This week I lost a dear friend. A man who some thirty years ago became one of the most important mentors of my life - sparking much of my work as a nature writer, helping me set the rhythm for this long waltz through the world's last wild places. I was twenty-one when I first met Chuck Ebersole, in the Sawtooth Mountains of Idaho, where he spent four years tutoring me in the arts of the interpretive naturalist. It was from him I learned to assemble stories from stray marks left in wet ground by claws and pads and hooves. It was from him I came to know the homes and habits of trees and rocks and plants. How life rises again in the wake of fire. How mountains are broken to bits and carried to sea by little more than drops of water turning into wedges of ice.

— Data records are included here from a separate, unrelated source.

PR #309, opened 2024-08-12
Allow drag and drop in query overview

koplas:


pkg/web/queries.go
```diff
@@ -157,6 +157,55 @@ func (c *Controller) createStoredQuery(ctx *gin.Context) {
 	})
 }
 
+func (c *Controller) updateOrder(ctx *gin.Context) {
+	updateSQL := `UPDATE stored_queries SET num = ( CASE`
+	err := ctx.Request.ParseMultipartForm(1000 * 1000)
```
s-l-teichmann, line 162: Maybe it is a better idea to pass a JSON document to this endpoint.

pkg/web/queries.go
```diff
@@ -157,6 +157,55 @@ func (c *Controller) createStoredQuery(ctx *gin.Context) {
 	})
 }
 
+func (c *Controller) updateOrder(ctx *gin.Context) {
+	updateSQL := `UPDATE stored_queries SET num = ( CASE`
```
s-l-teichmann, line 161: This generated case feels a bit tricky. I would prefer a transaction running a batch update in it.

s-l-teichmann (changes requested):

pkg/web/queries.go
```diff
@@ -157,6 +157,48 @@ func (c *Controller) createStoredQuery(ctx *gin.Context) {
 	})
 }
 
+func (c *Controller) updateOrder(ctx *gin.Context) {
```
s-l-teichmann, line 160: Almost ... (untested)
```Go
func (c *Controller) updateOrder(ctx *gin.Context) {
	type queryOrder struct {
		ID    int64 `json:"id"`
		Order int64 `json:"order"`
	}
	var orders []queryOrder
	if err := ctx.ShouldBindJSON(&orders); err != nil {
		ctx.JSON(http.StatusBadRequest, gin.H{"error": err.Error()})
		return
	}

	const (
		prefix   = `UPDATE stored_queries SET num = $2 WHERE id = $1 AND `
		adminSQL = prefix + `(definer = $3 OR global)`
		userSQL  = prefix + `definer = $3`
	)
	var updateSQL string
	if c.hasAnyRole(ctx, models.Admin) {
		updateSQL = adminSQL
	} else {
		updateSQL = userSQL
	}

	batch := &pgx.Batch{}
	definer := ctx.GetString("uid")
	for _, order := range orders {
		batch.Queue(updateSQL, order.ID, order.Order, definer)
	}

	if err := c.db.Run(
		ctx.Request.Context(),
		func(rctx context.Context, conn *pgxpool.Conn) error {
			tx, err := conn.Begin(rctx)
			if err != nil {
				return err
			}
			defer tx.Rollback(rctx)
			if err := tx.SendBatch(rctx, batch).Close(); err != nil {
				return err
			}
			return tx.Commit(rctx)
		}, 0,
	); err != nil {
		slog.Error("database error", "err", err)
		ctx.JSON(http.StatusInternalServerError, gin.H{"error": err.Error()})
	}
}

```

s-l-teichmann (changes requested):

cintek (approved):
LGTM & works

PR #311, opened 2024-08-13
Add initial source manager ui

koplas:
This initial version is not pretty and looks more like a debug menu. It provides a basis for further UI discussions.


cintek (approved):
LGTM & works

PR #313, opened 2024-08-13
Stored queries types

s-l-teichmann:
This PR replaces the boolean `advisories` field of stored queries with a field `kind` with the possible values `advisories`, `documents` and `events`.

@cintek The client needs the corresponding adjustments


JanHoefelmeyer (approved):
works

Issue #162, opened 2024-06-12
Adjust view for users without group


JanHoefelmeyer:
Users without group are treated as if they're in a group with priviledges {"*": ["WHITE"]}.

Users with these explicit groups will be shown this, users who obtain them by default will not see anything. This is inconsistent and a default value should also be shown in the profile

JanHoefelmeyer:
Since the default group behaviour is defined on the server, this could probably be best done after https://github.com/ISDuBA/ISDuBA/issues/281 is implemented.

PR #316, opened 2024-08-14
Fix restrictions

JanHoefelmeyer:
Fixes two bugs that allowed users without groups to bypass permission checks.

Also adds an unit test that checks whether permissions are properly denied when they should be.

Also closes https://github.com/ISDuBA/ISDuBA/issues/162


s-l-teichmann:
LGTM & works

PR #317, opened 2024-08-14
Source Manager: Add custom header values to HTTP requests

s-l-teichmann:
This PR adds support for custom http header values per source to the source manager downloads.


ThomasJunk (approved):
LGTM

JanHoefelmeyer (approved):
LGTM & doesn't add bugs to existing structures as far as I can tell

PR #319, opened 2024-08-16
Source manager: More configuation options

s-l-teichmann:
This PR add support for per source flags of `insecure`, `age`, `strict_mode` and `ignore_patterns`.


ThomasJunk:
lgtm. Testwise persisted data. Seems to work.

JanHoefelmeyer (approved):
Doesn't inhibit any existing structures as far as I could tell

PR #328, opened 2024-08-19
Source manager: Add support for client certificates

s-l-teichmann:
Add client certificate support.
Fields public key, private key and passphrase.
The passphrase and the private key are stored encrypted.


ThomasJunk:
LGTM

docs/isdubad-config.md
```diff
@@ -109,6 +109,14 @@ Valid values for `tlps` are the [Traffic Light Protocol](https://en.wikipedia.or
 - `feed_importer`: Name of the user that is doing the feed imports. Defaults to `feedimporter`.
 - `publishers_tlps`: Rules what the feed import is allowed to import. Defaults to `{ "*" = [ "WHITE", "GREEN", "AMBER", "RED" ] }`
 - `default_message`: The message that should be displayed inside the source manager.
+- `aes_key`: A crypto token in form of 64 character long hex string used to encrypt security sensitive\
+   fields in the database like passphrasses and private keys. Defaults to "".\
+   If an empty token is given, the server will generate a new one every time it starts.\
```
bernhardreiter, line 114: Leaving this field empty generates a new token each time, which means that the saved passphrases will not be accessible anymore and lost. What about stopping the server if the field is empty instead to prevent a later error situation which is hard to understand?

bernhardreiter:
For security reasons, the backend should not give out the private key materials or passwords anymore.   So sending this to the backend is okay, where is it encrypted and saved, but reading should not be possible. I have not checked the surrounding code deep enough yet.

The attack to defend against is:
If somehow cracks Peter's account info or get access to his session, they could read out the private key material or passwords for other authentification.

bernhardreiter:
Is saving the `aes_key` helping much for development reasons? I am asking myself if it would be a simplification (of code and setup variants) if we'd only allow for an external file in all cases.

s-l-teichmann:
> Is saving the `aes_key` helping much for development reasons? I am asking myself if it would be a simplification (of code and setup variants) if we'd only allow for an external file in all cases.

I don't understand this question.

docs/isdubad-config.md
s-l-teichmann: > Leaving this field empty generates a new token each time, which means that the saved passphrases will not be accessible anymore and lost. What about stopping the server if the field is empty instead to prevent a later error situation which is hard to understand?

I have considered this and I am still not sure if this good idea or not as not all potential users of ISDuBA are going to use the secured stuff.

bernhardreiter:
> > Is saving the `aes_key` helping much for development reasons? I am asking myself if it would be a simplification (of code and setup variants) if we'd only allow for an external file in all cases.
> 
> I don't understand this question.

Sorry, I somehow send this off without mentioning that it is about the variant that saves it in the config file. 

Documenting what you said to me since then:
The variant is offered to be more symmetric with other sensitive field which can also be saved in the toml file. Potentially they could also gain the `@` possibility. `aes_key`  is slightly different and more sensitive than the password for the database.

(It is clarified for me now.)

koplas (approved):
LGTM

PR #329, opened 2024-08-19
Make queries on dashboard configurable

cintek:
Admins will be able to select queries which will be shown on the dashboard of all users belonging to specific roles. Then the users can decide to overwrite those queries with own ones.

Solves #361.


pkg/database/migrations/020-stored_queries_dashboard_roles.sql
```diff
@@ -0,0 +1,23 @@
...
+
+CREATE TYPE stored_queries_roles AS ENUM (
+    'editor', 'reviewer', 'auditor', 'source-manager', 'importer', 'admin'
+);
+
+ALTER TABLE stored_queries
+    ADD COLUMN dashboard bool NOT NULL DEFAULT FALSE,
+    ADD COLUMN role stored_queries_roles;
+
+CREATE TABLE default_query_exclusion (
```
s-l-teichmann, line 17: Needs to be in 000-setup.sql, too

s-l-teichmann (changes requested):

pkg/database/migrations/020-stored_queries_dashboard_roles.sql
cintek: Added with ea1dae4

PR #330, opened 2024-08-19
Extend source ui configuration

koplas:


ThomasJunk:
As a _draft implementation_ of the UI this will be ok.

But there is nice GOTCHA in the implementation of how the server deals with `age`:
- The required `input format` is `string` like `17520h` (which is an acceptable `duration` in go).
- The `output-format` of the source-endpoint is `nanoseconds` like `63072000000000000` which the client has somehow to make sense of like `17520h`.
- 
Which leads to the task of the client doing some guesswork :neutral_face: 

Besides that it might be a good idea to consider to refactor the two forms into one used in `SourceEditor.svelte`. But this might only be a small win. I'm not sure.

ThomasJunk (approved):
LGTM and works (with a grain of salt).

s-l-teichmann:
> As a _draft implementation_ of the UI this will be ok.
> 
> But there is nice GOTCHA in the implementation of how the server deals with `age`:
> 
>     * The required `input format` is `string` like `17520h` (which is an acceptable `duration` in go).
> 
>     * The `output-format` of the source-endpoint is `nanoseconds` like `63072000000000000` which the client has somehow to make sense of like `17520h`.
> 
> 
> Which leads to the task of the client doing some guesswork 😐
> 
> Besides that it might be a good idea to consider to refactor the two forms into one used in `SourceEditor.svelte`. But this might only be a small win. I'm not sure.

PR #337 addresses this.

PR #336, opened 2024-08-22
Source manager: Implement strict mode

s-l-teichmann:
This PR implements the strict mode incl. checking filenames.


ThomasJunk (approved):
LGTM

PR #339, opened 2024-08-22
Source manger: store signature, filename and statistics in database

s-l-teichmann:
This PR stores the signature, the filename and the fail stats into the database.


ThomasJunk (approved):
LGTM & application works

PR #2173, opened 2024-01-24
[XrdHttp] The PostProcessHttpReq callback now takes into account the setting of the user agent.

ccaffy:


amadio:
I confirm this fixes the problem, thank you @ccaffy!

Beyond all that, though, what Chuck did most for me was to confirm my fledgling notion that passion was a virtue. I'll never forget how, while in his late 50's, he'd stomp on the brakes of his 1977 government green Chevy Vega, swerve to the edge of the ditch and fling the car door open, then run off to pluck a seed head of some grass, or a flower blossom, or maybe a pine cone. Then, literally spitting with excitement, he'd set about describing some ingenious aspect of natural design: how the single, hairy stamen of a penstemon encouraged visiting bees to leave extra pollen on the flower's stigma; or maybe how certain lodgepole cones opened only in the presence of fire, thus laying down seeds of the future forest. At the end of such lessons he'd slap his knee with the palm of his hand, quite beside himself with how incredible it all was.
Where I grew up, in the corn and rust of the Midwest, my own enthusiasm for the natural world seemed to many odd at best, accepted as valuable only in the context of scientific pursuit. But although Chuck was all for science - was in fact quite driven by it - it was his unfettered sense of wonder that made him exceptional. His peculiar, and at times nearly delirious enthusiasm is what gave me the courage to keep feeding and watering my own sense of wonder, what kept me working to unearth a clearer understanding of what it means to live well in the world.
Goodbye, old friend. I'll think of you often. Whenever the deep lavender of a penstemon catches my eye. Whenever a bluebird fluffs his feathers from the top rail of a log worm fence. And on those timeless summer afternoons in the wilderness when, rounding some nondescript stretch of trail in the dark of a lodgepole forest, I find myself grinning like a lunatic for no reason at all.
This was a beautiful tribute. I hope somebody has such nice things to say about me when I'm gone.